[What is needed]: Restate the whole of the data verbatim, omitting nothing.

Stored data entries
-----

PR #2082, opened 2023-04-07
updating featured card with new HSL link

gordoncc:
I updated developers.urbit.org to include a link to a featured c2a to the next hoon school since the current one was out of date.  Doing the same on urbit.org.


thomas-kroes (approved):
Thanks good catch

PR #2098, opened 2023-04-20
update to history

thomas-kroes:


gordoncc (approved):

tacryt-socryp:
Recommendation to do the year timeline in reverse chronological order bc the early history is far less important to most audiences and can be distracting/present an incorrect impression (y'all have been working on this for how long???) @thomasurbit @jalehman

thomas-kroes:
@tacryt-socryp I agree with you on this one.

PR #2102, opened 2023-04-25
Update 2023-04-27-urbit-meetup-berlin.md

gordoncc:
Fix formatting to not use dark background


thomas-kroes:
image just didn't load, should work better like this!

thomas-kroes (approved):

PR #2121, opened 2023-05-11
%loch proposal changed to %lick

mopfel-winrux:
I Modified the proposal to represent the work beign done with %lick


vvisigoth (approved):
LGTM

PR #2130, opened 2023-05-22
add event amsterdam

thomas-kroes:


thomas-kroes:
was a test for a video

PR #2144, opened 2023-06-02
Fix Landscape link on interfaces page

dnbrwstr:
An update to Tlon's website removed the standalone landscape page, breaking the link here. 

This PR fixes that issue by linking to Tlon's homepage instead.


thomas-kroes (approved):

thomas-kroes:
Thanks for flagging!

PR #2198, opened 2023-08-09
Urbit Argentina Meetup #2

mnrrxyz:
File for the 2nd Meetup in Argentina.


thomas-kroes:
we were too late in catching this one, please add me as a reviewer next time so I get notified and process it on time or send me a dm.

mnrrxyz:
No prob, will do. Can it still be added in the "Past Events" section as proof that it happened?

PR #2226, opened 2023-10-12
Create h00ncr3w.md

narskidan:
Per the instructions at https://urbit.org/groups/submit, I'm attempting to add my group to the directory.


narskidan:
I've also now sent the requisite DM to ~haddef-sigwen

Screenshot 2023-10-12 at 0 03 13

narskidan:
Huh, it seems ~haddef-sigwen no longer has access to push to this repo. Is the Groups directory frozen, or is someone else in charge of it now (in which case, the web page should be updated to say so)?

PR #2253, opened 2024-03-06
Fix broken urbit.org install links

pkova:


Fang- (approved):
These look like the appropriate redirects, yeah.

PR #2258, opened 2024-03-07
twitter cards change

thomas-kroes:


ripperi (approved):

ripperi:
Since we prefer the dark theme, should we inverted the colors here? black on white -> white on black

PR #590, opened 2022-09-30
Fix coverage

scott-silver:
`--max-old-space-size=4096` fixes the max heap errors:

image

https://github.com/compound-finance/comet/actions/runs/3116058799/jobs/5053854291

bumping the Mocha timeout prevents failing for timeouts:

image

https://github.com/compound-finance/comet/actions/runs/3116323528/jobs/5078730536


jflatow (approved):
💪 Could even just bump it to the max max, but good if its using less

PR #593, opened 2022-10-04
additional strategy for pulling Contract Creation code

scott-silver:
I posted some of this in Discord; adding here for posterity.

Currently, when we want to grab Contract Creation code, we attempt to scrape the content directly from Etherscan.

We make a request for the page data at `https://etherscan.io/address/0x2260fac5e5542a773aa44fbcfedf7c193bc2c599#code`, for example, and search for the contents of a div with a particular ID.

Recently, Polygonscan put a Cloudflare challenge page in front of their pages, so our attempts to scrape their pages fail with a 503 and some page content that includes the text `polygonscan.com needs to review the security of your connection before proceeding`. This breaks our scenarios/deploys for Mumbai/Polygon.

Sometimes, the Contract Creation code can be pulled via the Etherscan API. For example, the "input" data for the first transaction for WBTC here:

https://api.etherscan.io/api?module=account&action=txlist&address=0x2260fac5e5542a773aa44fbcfedf7c193bc2c599&startblock=0&endblock=99999999&page=1&offset=10&sort=asc

...matches the Contract Creation code here: https://etherscan.io/address/0x2260fac5e5542a773aa44fbcfedf7c193bc2c599#code

It's not true for all contracts, unfortunately. DAI, for example, does not have its Contract Creation listed in the `txlist` endpoint:

https://api.etherscan.io/api?module=account&action=txlist&address=0x6b175474e89094c44da98b954eedeac495271d0f&startblock=0&endblock=99999999&page=1&offset=10&sort=asc

This appears to be because DAI was created as part of an "internal" transaction:

https://etherscan.io/address/0x6b175474e89094c44da98b954eedeac495271d0f#internaltx

It's possible to retrieve that internal transaction via the Etherscan API, but the "input" value (which would give the constructor args) is inexplicably empty:

https://api.etherscan.io/api?module=account&action=txlistinternal&txhash=0x495402df7d45fe36329b0bd94487f49baee62026d50f654600f6771bd2a596ab

For the time-being, we can get away with a combination of these two strategies (sometimes scraping, sometimes pulling from transaction data). But if Etherscan puts Cloudflare in front of their other block explorer instances, we may have to resort to an even more elaborate strategy to reproduce Contract Creation code.

### DIFF
--- a/plugins/import/import.ts
+++ b/plugins/import/import.ts
@@ -117,14 +117,15 @@ async function pullFirstTransactionForContract(network: string, address: string)
     apikey: getEtherscanApiKey(network)
   };
   const url = `${getEtherscanApiUrl(network)}?${paramString(params)}`;
+  const debugUrl = `${getEtherscanApiUrl(network)}?${paramString({ ...params, ...{ apikey: '[API_KEY]'}})}`;
 
-  debug(`Attempting to pull Contract Creation code from first tx at ${url}`);
+  debug(`Attempting to pull Contract Creation code from first tx at ${debugUrl}`);
   const result = await get(url, {});
   const contractCreationCode = result.result[0].input;
   if (!contractCreationCode) {
-    throw new Error(`Unable to find Contract Creation tx at ${url}`);
+    throw new Error(`Unable to find Contract Creation tx at ${debugUrl}`);
   }
-  debug(`Creation Code found in first tx at ${url}`);
+  debug(`Creation Code found in first tx at ${debugUrl}`);
   return contractCreationCode.slice(2);
 }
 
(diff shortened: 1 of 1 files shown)


plugins/import/import.ts
```diff
@@ -73,21 +83,67 @@ async function getEtherscanApiData(network: string, address: string, apiKey: str
...
+    startblock: 0,
+    endblock: 99999999,
+    page: 1,
+    offset: 10,
+    sort: 'asc',
+    apikey: getEtherscanApiKey(network)
+  };
+  const url = `${getEtherscanApiUrl(network)}?${paramString(params)}`;
+
+  debug(`Attempting to pull Contract Creation code from first tx at ${url}`);
```
scott-silver, line 121: this dumps our various API keys into the logs ☹️ . i should probably remove that param before logging

scott-silver: removed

-----

[Answer box]:
PR #2082, opened 2023-04-07
updating featured card with new HSL link

gordoncc:
I updated developers.urbit.org to include a link to a featured c2a to the next hoon school since the current one was out of date.  Doing the same on urbit.org.


thomas-kroes (approved):
Thanks good catch

PR #2098, opened 2023-04-20
update to history

thomas-kroes:


gordoncc (approved):

tacryt-socryp:
Recommendation to do the year timeline in reverse chronological order bc the early history is far less important to most audiences and can be distracting/present an incorrect impression (y'all have been working on this for how long???) @thomasurbit @jalehman

thomas-kroes:
@tacryt-socryp I agree with you on this one.

PR #2102, opened 2023-04-25
Update 2023-04-27-urbit-meetup-berlin.md

gordoncc:
Fix formatting to not use dark background


thomas-kroes:
image just didn't load, should work better like this!

thomas-kroes (approved):

PR #2121, opened 2023-05-11
%loch proposal changed to %lick

mopfel-winrux:
I Modified the proposal to represent the work beign done with %lick


vvisigoth (approved):
LGTM

PR #2130, opened 2023-05-22
add event amsterdam

thomas-kroes:


thomas-kroes:
was a test for a video

PR #2144, opened 2023-06-02
Fix Landscape link on interfaces page

dnbrwstr:
An update to Tlon's website removed the standalone landscape page, breaking the link here. 

This PR fixes that issue by linking to Tlon's homepage instead.


thomas-kroes (approved):

thomas-kroes:
Thanks for flagging!

PR #2198, opened 2023-08-09
Urbit Argentina Meetup #2

mnrrxyz:
File for the 2nd Meetup in Argentina.


thomas-kroes:
we were too late in catching this one, please add me as a reviewer next time so I get notified and process it on time or send me a dm.

mnrrxyz:
No prob, will do. Can it still be added in the "Past Events" section as proof that it happened?

PR #2226, opened 2023-10-12
Create h00ncr3w.md

narskidan:
Per the instructions at https://urbit.org/groups/submit, I'm attempting to add my group to the directory.


narskidan:
I've also now sent the requisite DM to ~haddef-sigwen

Screenshot 2023-10-12 at 0 03 13

narskidan:
Huh, it seems ~haddef-sigwen no longer has access to push to this repo. Is the Groups directory frozen, or is someone else in charge of it now (in which case, the web page should be updated to say so)?

PR #2253, opened 2024-03-06
Fix broken urbit.org install links

pkova:


Fang- (approved):
These look like the appropriate redirects, yeah.

PR #2258, opened 2024-03-07
twitter cards change

thomas-kroes:


ripperi (approved):

ripperi:
Since we prefer the dark theme, should we inverted the colors here? black on white -> white on black

PR #590, opened 2022-09-30
Fix coverage

scott-silver:
`--max-old-space-size=4096` fixes the max heap errors:

image

https://github.com/compound-finance/comet/actions/runs/3116058799/jobs/5053854291

bumping the Mocha timeout prevents failing for timeouts:

image

https://github.com/compound-finance/comet/actions/runs/3116323528/jobs/5078730536


jflatow (approved):
💪 Could even just bump it to the max max, but good if its using less

PR #593, opened 2022-10-04
additional strategy for pulling Contract Creation code

scott-silver:
I posted some of this in Discord; adding here for posterity.

Currently, when we want to grab Contract Creation code, we attempt to scrape the content directly from Etherscan.

We make a request for the page data at `https://etherscan.io/address/0x2260fac5e5542a773aa44fbcfedf7c193bc2c599#code`, for example, and search for the contents of a div with a particular ID.

Recently, Polygonscan put a Cloudflare challenge page in front of their pages, so our attempts to scrape their pages fail with a 503 and some page content that includes the text `polygonscan.com needs to review the security of your connection before proceeding`. This breaks our scenarios/deploys for Mumbai/Polygon.

Sometimes, the Contract Creation code can be pulled via the Etherscan API. For example, the "input" data for the first transaction for WBTC here:

https://api.etherscan.io/api?module=account&action=txlist&address=0x2260fac5e5542a773aa44fbcfedf7c193bc2c599&startblock=0&endblock=99999999&page=1&offset=10&sort=asc

...matches the Contract Creation code here: https://etherscan.io/address/0x2260fac5e5542a773aa44fbcfedf7c193bc2c599#code

It's not true for all contracts, unfortunately. DAI, for example, does not have its Contract Creation listed in the `txlist` endpoint:

https://api.etherscan.io/api?module=account&action=txlist&address=0x6b175474e89094c44da98b954eedeac495271d0f&startblock=0&endblock=99999999&page=1&offset=10&sort=asc

This appears to be because DAI was created as part of an "internal" transaction:

https://etherscan.io/address/0x6b175474e89094c44da98b954eedeac495271d0f#internaltx

It's possible to retrieve that internal transaction via the Etherscan API, but the "input" value (which would give the constructor args) is inexplicably empty:

https://api.etherscan.io/api?module=account&action=txlistinternal&txhash=0x495402df7d45fe36329b0bd94487f49baee62026d50f654600f6771bd2a596ab

For the time-being, we can get away with a combination of these two strategies (sometimes scraping, sometimes pulling from transaction data). But if Etherscan puts Cloudflare in front of their other block explorer instances, we may have to resort to an even more elaborate strategy to reproduce Contract Creation code.

### DIFF
--- a/plugins/import/import.ts
+++ b/plugins/import/import.ts
@@ -117,14 +117,15 @@ async function pullFirstTransactionForContract(network: string, address: string)
     apikey: getEtherscanApiKey(network)
   };
   const url = `${getEtherscanApiUrl(network)}?${paramString(params)}`;
+  const debugUrl = `${getEtherscanApiUrl(network)}?${paramString({ ...params, ...{ apikey: '[API_KEY]'}})}`;
 
-  debug(`Attempting to pull Contract Creation code from first tx at ${url}`);
+  debug(`Attempting to pull Contract Creation code from first tx at ${debugUrl}`);
   const result = await get(url, {});
   const contractCreationCode = result.result[0].input;
   if (!contractCreationCode) {
-    throw new Error(`Unable to find Contract Creation tx at ${url}`);
+    throw new Error(`Unable to find Contract Creation tx at ${debugUrl}`);
   }
-  debug(`Creation Code found in first tx at ${url}`);
+  debug(`Creation Code found in first tx at ${debugUrl}`);
   return contractCreationCode.slice(2);
 }
 
(diff shortened: 1 of 1 files shown)


plugins/import/import.ts
```diff
@@ -73,21 +83,67 @@ async function getEtherscanApiData(network: string, address: string, apiKey: str
...
+    startblock: 0,
+    endblock: 99999999,
+    page: 1,
+    offset: 10,
+    sort: 'asc',
+    apikey: getEtherscanApiKey(network)
+  };
+  const url = `${getEtherscanApiUrl(network)}?${paramString(params)}`;
+
+  debug(`Attempting to pull Contract Creation code from first tx at ${url}`);
```
scott-silver, line 121: this dumps our various API keys into the logs ☹️ . i should probably remove that param before logging

scott-silver: removed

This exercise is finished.